The Jenkinsfile looks something like this.

pipeline {
    agent any 
    stages {
        stage('deploy') {
            steps {
                dir("swagger/"){
                    sh """
                    sed -i 's/\\/api\\/v1/\\/dev\\/api\\/v1/g' swagger.json && sed -i 's/\\/uploads/\\/dev\\/uploads/g' swagger.json
                    """
                }
                dir("deployments/docker/") {
                    sh "export JENKINS_NODE_COOKIE=dontKillMe && ./start.sh"
                }
            }
        }
    }
    post {
        success { 
            emailext body: 'Good news! The build bare fruits!', recipientProviders: [[$class: 'DevelopersRecipientProvider'], [$class: 'RequesterRecipientProvider']], subject: 'Build Successful'
         }
        failure {
            emailext body: 'Try again probs?', recipientProviders: [[$class: 'DevelopersRecipientProvider'], [$class: 'RequesterRecipientProvider']], subject: 'Build Failed'
        }
    }
}

The deployment part starts when Jenkins tries to run ./start.sh. The file start.sh has only one line that to run the command docker-compose --compatibility up -d --build.

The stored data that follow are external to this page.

PR #1818, opened 2023-12-24
In the MainApp called methods doWork() and stopWork() in a loop

YuliiaNisha:


src/main/java/core/basesyntax/MainApp.java
```diff
@@ -1,5 +1,29 @@
...
+                              bulldozer.doWork();
+                              bulldozer.stopWork();
+                              break;
+                case "Excavator" : Excavator excavator = new Excavator();
+                              excavator.doWork();
+                              excavator.stopWork();
+                              break;
+                default : break;
+            }
+        }
```
Sanderfuck, line 27: switch case here not beast approach, use not type of machines, use objects of machines

Sanderfuck (changes requested):

Sanderfuck (approved):

PR #1825, opened 2023-12-31
machine classes are created and methods are implemented

vladshender:


src/main/java/core/basesyntax/MainApp.java
```diff
@@ -1,5 +1,17 @@
 package core.basesyntax;
 
 public class MainApp {
+    public static void main(String[] args) {
 
+        Machine truck = new Truck();
+        Machine bulldozer = new Bulldozer();
+        Machine excavator = new Excavator();
+        Machine[] cars = {truck, bulldozer, excavator};
```
olekskov, line 9: Variables should be introduced when they are reused in different places 
or when we give understandable name for complicated code part and thus increasing readability.
This is not the case, used only once, not more clear than command under variable
```suggestion
        Machine[] cars = {new Truck(), new Bulldozer(), new Excavator()};
```

src/main/java/core/basesyntax/MainApp.java
```diff
@@ -1,5 +1,17 @@
...
+
+        for (Machine car : cars) {
+            car.doWork();
+            car.stopWork();
+        }
```
olekskov, line 14: we may simplify some names but not in a way it changes the meaning of variable content. Excavator and bulldozer are not cars :)
```suggestion
        for (Machine machine : machines) {
            machines.doWork();
            machines.stopWork();
        }
```

olekskov (commented):
Good job overall but require style imporvements

olekskov (changes requested):
Please check comments above

okuzan (approved):
Good job, make sure you are prepared to use Java 17 on your next projects

okuzan (changes requested):
Build failed, please fix the build!

olekskov (approved):

PR #1830, opened 2024-01-04
hw oop1

LizaBalshv:


olekskov (changes requested):
Build is failed due to style errors.
Please run `mvn clean package` command locally and fix reported problems until you have Build Success result before we may proceed with review

okuzan (approved):

PR #1838, opened 2024-01-09
added classes Machine, Truck, Bulldozer and Excavator. Overrided methods.

ReamFOX:


src/main/java/core/basesyntax/Bulldozer.java
```diff
@@ -0,0 +1,16 @@
+package core.basesyntax;
+
+public class Bulldozer extends Machine {
+    public Bulldozer() {
+    }
```
karma-o, line 5: There is no need in default constructors here, they are available by default if there are no other constructors defined.
Same for all classes

karma-o (approved):
Left a minor comment, GJ! :+1:

PR #1847, opened 2024-01-21
Home work solution for OOP

k0sm0naft:


karma-o (approved):
Nice!
Also just wanted to say that you should avoid force pushing of your changes unless it is absolutely necessary because it can break some things and you may end up losing your progress, so be careful with that thing, most of the times usual push should work out for you

PR #1913, opened 2024-02-27
Oop basic solution2 

ofetisenko:


ofetisenko:
Pulled new branch oop-basic-solution2

PR #1916, opened 2024-02-28
Fixed build error by adding some space in code

Wersebu:


src/main/java/core/basesyntax/Bulldozer.java
```diff
@@ -0,0 +1,13 @@
+package core.basesyntax;
+
```
aaananas, line 2: test

aaananas (changes requested):

src/main/java/core/basesyntax/Bulldozer.java
```diff
@@ -0,0 +1,13 @@
+package core.basesyntax;
+
+public class Bulldozer extends MainApp.Machine {
```
nowickimj, line 3: Once you externalize `Machine` as a separate public class, this prefix won't be necessary.

nowickimj (changes requested):
Minor comments.

nowickimj (approved):

PR #1931, opened 2024-03-10
Added abstract and its child classed. Wrote the implementation

alisahoys:


src/main/java/core/basesyntax/Bulldozer.java
```diff
@@ -0,0 +1,13 @@
+package core.basesyntax;
+
+public class Bulldozer extends Machine {
+    @Override
+    public void doWork() {
+        System.out.println("core.basesyntax.Bulldozer starts working");
+    }
```
MentorMA, line 7:
```suggestion
    public void doWork() {
        System.out.println("Bulldozer starts working");
    }

```

MentorMA: It should look like this, try to resolve your naming and imports

MentorMA (changes requested):

src/main/java/core/basesyntax/Bulldozer.java
alisahoys: What do you mean by resolving imports? Creating my classes in a separate package? Thank you.

Rommelua (approved):

PR #1942, opened 2024-03-16
- Created class Machine containing methods `public abstract void doWo…

xotekijke:
…rk()` and `public abstract void stopWork()`.

- Created classes `Truck`, `Bulldozer`, and `Excavator` that will inherit from `Machine`.
- In those classes overrided `doWork()`, so it  prints a message that a certain machine started its work.
- Override `stopWork()` as well. It should print messages that certain machines stopped working.
- In the `MainApp` class created a `Machine` array with `Truck`, `Bulldozer`, and `Excavator` and called methods `doWork()` and `stopWork()` in a loop.

### DIFF
--- a/src/main/java/core/basesyntax/Excavator.java
+++ b/src/main/java/core/basesyntax/Excavator.java
@@ -1,0 +1,15 @@
+package core.basesyntax;
+
+public class Excavator extends Machine {
+
+    @Override
+    public void doWork() {
+        System.out.println("Excavator started work");
+    }
+
+    @Override
+    public void stopWork() {
+
+        System.out.println("Excavator stopped work");
+    }
+}
--- a/src/main/java/core/basesyntax/MainApp.java
+++ b/src/main/java/core/basesyntax/MainApp.java
@@ -1,5 +1,13 @@
 package core.basesyntax;
 
 public class MainApp {
-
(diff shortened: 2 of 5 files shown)


src/main/java/core/basesyntax/Excavator.java
```diff
@@ -0,0 +1,15 @@
...
+public class Excavator extends Machine {
+
+    @Override
+    public void doWork() {
+        System.out.println("Excavator started work");
+    }
+
+    @Override
+    public void stopWork() {
+
```
MentorMA, line 12:
```suggestion
```

src/main/java/core/basesyntax/MainApp.java
```diff
@@ -1,5 +1,13 @@
 package core.basesyntax;
 
 public class MainApp {
-
+    public static void main(String[] args) {
+        Machine[] machines = new Machine[]
+                {new Truck(), new Excavator(), new Bulldozer()};
+        for (Machine machine :
+                machines) {
```
MentorMA, line 8:
```suggestion
        for (Machine machine : machines) {
```

MentorMA (changes requested):

kerrrusha (approved):

PR #1945, opened 2024-03-18
feat: Implement abstract class Machine and its subclasses

Letu07:
Create an abstract class Machine with methods doWork() and stopWork(). Implement subclasses Truck, Bulldozer, and Excavator that override doWork() and stopWork() methods to print appropriate messages. In the MainApp class, create a Machine array containing instances of Truck, Bulldozer, and Excavator, and call doWork() and stopWork() methods in a loop.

However, as I soon found out, when Jenkins was trying to build the API, it performs the build inside of the Docker container instead of on the host machine. I want to make sure the API is built on the host machine and not on the container.

In other words, this means that I will be having a docker container within a docker container. I'm not really sure, but that's not what I want specifically. What I want is to make sure that both the Jenkins and API docker containers are running in the same host machine.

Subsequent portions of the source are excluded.